---------- DATA TO PROCESS

PR #833, opened 2020-05-25
Fixed grid view height for tall icons

Dylan-Osborne:
Fixed a bug that caused tall icons to go over the borders and in turn hide the file name.
Thanks @xPoppyx for noticing this👍
Before:
Before
After:
After


yaichenbaum:
:shipit:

--------------------

▶ **TASK GOAL**:
Your task is to retype all the records above with nothing left out.

▶ **WRITTEN SOLUTION**:
PR #833, opened 2020-05-25
Fixed grid view height for tall icons

Dylan-Osborne:
Fixed a bug that caused tall icons to go over the borders and in turn hide the file name.
Thanks @xPoppyx for noticing this👍
Before:
Before
After:
After


yaichenbaum:
:shipit:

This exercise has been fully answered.